Problem requirements –
The records sit below this line. Repeat all of them exactly.

─── Recorded information ───

PR #538, opened 2024-09-20
fix(ScheduledPayment) fix error when posting scheduled payment

3bandiste:
When saving a scheduled payment on a contribution, $data[Contribution::PK] is a string and we get an error as it should be casted as an int.
I also fixed the expected name for the `paid` parameter which is not `is_paid` but `paid`

### DIFF
--- a/galette/lib/Galette/Entity/ScheduledPayment.php
+++ b/galette/lib/Galette/Entity/ScheduledPayment.php
@@ -197,7 +197,7 @@ class ScheduledPayment
             ->setPaymentType((int)$data['id_paymenttype'])
             ->setCreationDate($data['creation_date'] ?? date('Y-m-d'))
             ->setScheduledDate($data['scheduled_date'])
-            ->setAmount((float)$data['amount'] ?? $this->contribution->amount)
+            ->setAmount(isset($data['amount']) ? (float)$data['amount'] : $this->contribution->amount)
             ->setPaid($data['paid'] ? boolval($data['paid']) : false)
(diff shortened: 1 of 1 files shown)


galette/lib/Galette/Entity/ScheduledPayment.php
```diff
@@ -193,12 +193,12 @@ public function check(array $data): bool
...
         $this
-            ->setContribution($data[Contribution::PK])
-            ->setPaymentType($data['id_paymenttype'])
+            ->setContribution((int)$data[Contribution::PK])
+            ->setPaymentType((int)$data['id_paymenttype'])
             ->setCreationDate($data['creation_date'] ?? date('Y-m-d'))
             ->setScheduledDate($data['scheduled_date'])
-            ->setAmount($data['amount'] ?? $this->contribution->amount)
-            ->setPaid($data['is_paid'] ?? false)
+            ->setAmount((float)$data['amount'] ?? $this->contribution->amount)
```
trasher, line 200: I guess typehinting a non existing array entry will fail:
```suggestion
            ->setAmount(isset($data['amount']) ? (float)$data['amount'] : $this->contribution->amount)
```

trasher:
Thank you for the fix! All seems good, I just see a potential issue (see my proposal).

3bandiste:
> Thank you for the fix! All seems good, I just see a potential issue (see my proposal).

Thanks you're right

trasher (approved):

───

Answer box –
PR #538, opened 2024-09-20
fix(ScheduledPayment) fix error when posting scheduled payment

3bandiste:
When saving a scheduled payment on a contribution, $data[Contribution::PK] is a string and we get an error as it should be casted as an int.
I also fixed the expected name for the `paid` parameter which is not `is_paid` but `paid`

### DIFF
--- a/galette/lib/Galette/Entity/ScheduledPayment.php
+++ b/galette/lib/Galette/Entity/ScheduledPayment.php
@@ -197,7 +197,7 @@ class ScheduledPayment
             ->setPaymentType((int)$data['id_paymenttype'])
             ->setCreationDate($data['creation_date'] ?? date('Y-m-d'))
             ->setScheduledDate($data['scheduled_date'])
-            ->setAmount((float)$data['amount'] ?? $this->contribution->amount)
+            ->setAmount(isset($data['amount']) ? (float)$data['amount'] : $this->contribution->amount)
             ->setPaid($data['paid'] ? boolval($data['paid']) : false)
(diff shortened: 1 of 1 files shown)


galette/lib/Galette/Entity/ScheduledPayment.php
```diff
@@ -193,12 +193,12 @@ public function check(array $data): bool
...
         $this
-            ->setContribution($data[Contribution::PK])
-            ->setPaymentType($data['id_paymenttype'])
+            ->setContribution((int)$data[Contribution::PK])
+            ->setPaymentType((int)$data['id_paymenttype'])
             ->setCreationDate($data['creation_date'] ?? date('Y-m-d'))
             ->setScheduledDate($data['scheduled_date'])
-            ->setAmount($data['amount'] ?? $this->contribution->amount)
-            ->setPaid($data['is_paid'] ?? false)
+            ->setAmount((float)$data['amount'] ?? $this->contribution->amount)
```
trasher, line 200: I guess typehinting a non existing array entry will fail:
```suggestion
            ->setAmount(isset($data['amount']) ? (float)$data['amount'] : $this->contribution->amount)
```

trasher:
Thank you for the fix! All seems good, I just see a potential issue (see my proposal).

3bandiste:
> Thank you for the fix! All seems good, I just see a potential issue (see my proposal).

Thanks you're right

trasher (approved):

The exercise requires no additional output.